The times they are a changin’ and it’s time we changed.

Washington’s National Football League team announced it was reviewing the team’s name after stadium sponsor FedEx gave them the nudge. FedEx released a statement saying, “We have communicated to the team in Washington our request they change the team name.” When money talks, racism walks.

The term “Redskins” is so offensive, some journalists and sportscasters refuse to say the team name. The Portland Oregonian stopped printing the name in 1991.

As Clyde Bellecourt, executive director of the American Indian Movement and a Chippewa, told The New York Times, “We’re trying to convince people we’re human beings not mascots.”

Why now?

Because when you know better, you do better.

And we know better than to name mascots and sports teams after an Indigenous people that our country slaughtered and nearly wiped into extinction.

That means there should be no more Atlanta Braves, Kansas City Chiefs, Washington Redskins or Cleveland Indians. No more fans painting their faces red, wearing feathers and tomahawking for the cameras.

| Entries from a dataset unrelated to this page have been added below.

PR #13140, opened 2020-03-25
[WFLY-13283] suspending WFTC transaction on response of REST-AT bridge

ochaloup:
https://issues.redhat.com/browse/WFLY-13283

### DIFF
--- a/rts/src/main/java/org/wildfly/extension/rts/jaxrs/ImportWildflyClientGlobalTransactionFilter.java
+++ b/rts/src/main/java/org/wildfly/extension/rts/jaxrs/ImportWildflyClientGlobalTransactionFilter.java
@@ -22,23 +22,44 @@
 package org.wildfly.extension.rts.jaxrs;
 
 import java.io.IOException;
+import javax.annotation.Priority;
+import javax.transaction.Status;
 import javax.transaction.SystemException;
+import javax.ws.rs.Priorities;
 import javax.ws.rs.container.ContainerRequestContext;
 import javax.ws.rs.container.ContainerRequestFilter;
+import javax.ws.rs.container.ContainerResponseContext;
+import javax.ws.rs.container.ContainerResponseFilter;
 import javax.ws.rs.ext.Provider;
 import org.wildfly.extension.rts.logging.RTSLogger;
+import org.wildfly.transaction.client.ContextTransactionManager;
 import org.wildfly.transaction.client.LocalTransactionContext;
 
 
 /**
- * Filter which is expected to be called after {@link InboundBridgeFilter} is processed.<br>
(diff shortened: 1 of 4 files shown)


ochaloup:
@kabir do you think this could be merged? I don't know who should I ask to review this in particular. In past I was asking these kind of fixes with David.

bstansberry:
@asoldano Please review.

@ochaloup As this relates to JAX-RS integration I've asked the REST component lead.

asoldano (commented):
Hi @ochaloup ,
wrt the filter priority, is there any expectation regarding other user provided filters being executed before or after yours?
Besides that, the javadoc changes in WildflyTransactionClientTxBridgeIntegrationHandler look unrelated to the other modifications on this PR (I see they're about WS), am I wrong?
Cheers

ochaloup:
@asoldano 
The point of the priority of this change (the filter in WildFly) is that it has to be processed after the Narayana one.
There is not specific expectation regarding of the user provided filters. But if I understand correctly you point me to the fact that `Priorities.USER` is probably not a good priority when this seems to be rather a "container internal filter". Do I understand correctly?
The reason was to go with `USER + 1` as the default JAX-RS filter priority is USER and unfortunately the original Narayana bridge filter (https://github.com/jbosstm/narayana/blob/5.10.4.Final/rts/at/bridge/src/main/java/org/jboss/narayana/rest/bridge/inbound/InboundBridgeFilter.java#L50) specifies no priority, aka. the `USER` level. 
If we talk about the user filters - as this is about the transactions - probably user could expect the transaction is already available for his processing in any filter he creates.
Maybe the filter priority in Narayana should be changed first, you think?

Regarding the javadoc, you are right. The comments pays for the similar functionality in XTS. I changed the PR in this regard.

ochaloup:
@asoldano what do you think now about the PR. Should the priority be changed?

ochaloup:
@asoldano please, what is your current standpoint on this PR? And thanks for the review.

ochaloup:
@asoldano @bstansberry is there something specific that this PR should be updated with to be merged?

bstansberry:
retest this please

I'm deferring to @asoldano on this one as I have no expertise.

ochaloup:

And, no, we can’t just call our team The Tribe. That would still keep us stuck in a racially insensitive past that must be buried.

History is told by the victors, not the victims, and the story we’ve been telling ourselves for years is that the Indians were named to honor Louis Sockalexis, a member of the Penobscot tribe and one of the first Native Americans to play professional baseball. When he played, our team was named the Cleveland Spiders.

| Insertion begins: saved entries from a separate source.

PR #13143, opened 2020-03-25
WFLY-13260 Remove Servlet specification dependency from wildfly-clustering-web-spi

pferraro:
https://issues.redhat.com/browse/WFLY-13260

This change removes any dependency from the wildfly-clustering-web-spi and its implementations (i.e. wildfly-clustering-web-hotrod and wildfly-clustering-web-infinispan) on a specific version of the Servlet specification.
This is needed for Tomcat 10 support in wildfly-clustering-tomcat.


bstansberry (approved):
@pferraro Seems ok, but not studied in huge depth. If you have someone in mind to look at this please ping them; otherwise please merge when you are ready.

So what do we call our team now?

A lot of names have been tossed around on social media. Angry people are suggesting names like The Snowflakes, the Cupcakes, the Sell Outs, the Cowards and the Caucasians.

Major League Baseball has the Cardinals, Blue Jays and Orioles. Why not the Lake Gulls, the Buzzards or the Midges? We all loved seeing those bugs befriend us during that infamous game when they attacked the New York Yankees.

The Cleveland Walleyes is an option. As someone funnier than I wrote, the merchandise would be off the hook.

We could go back to the Cleveland Spiders, but it was a National League team that played poorly, plus spiders creep out most people.

My sister suggested we name them God’s Team. She’s a die-hard fan. It would be pretty amusing every time an announcer said, “And now God’s Team is up to bat.” Of course that would never fly.

How about the Blue Sox? The American League has the Red Sox and the White Sox. When our team was founded in 1901, it was called the Bluebirds or Blues in their first year in the American League.

We could pick something Cleveland is known for, like the Lake Shores, Cleveland Burns or the Apollos, with a nod to NASA Glenn, John Glenn and Neil Armstrong.

A lot of people are suggesting names like Cleveland Rocks, the Cleveland Rockers, the Cleveland Rock and Rollers or the Cleveland Rockies to reflect our connection to the Rockefellers, the Rock & Roll Hall of Fame and Alan Freed, the Cleveland DJ who coined the words Rock ’n Roll.

No matter what, changing the name won’t be easy. Change never is. It’s likely we won’t get to choose the name, but we might be heard.

So if anyone is listening, I vote we name our baseball team the Cleveland Guardians after the Guardians of Transportation that stand sentry on the Hope Memorial Bridge just around the corner from our baseball diamond.

At 43-feet tall, those massive art deco statues look like they’re guarding both sides of the city. They offer endless possibilities for branding and merchandise. We could replicate their wings on baseball caps and jerseys.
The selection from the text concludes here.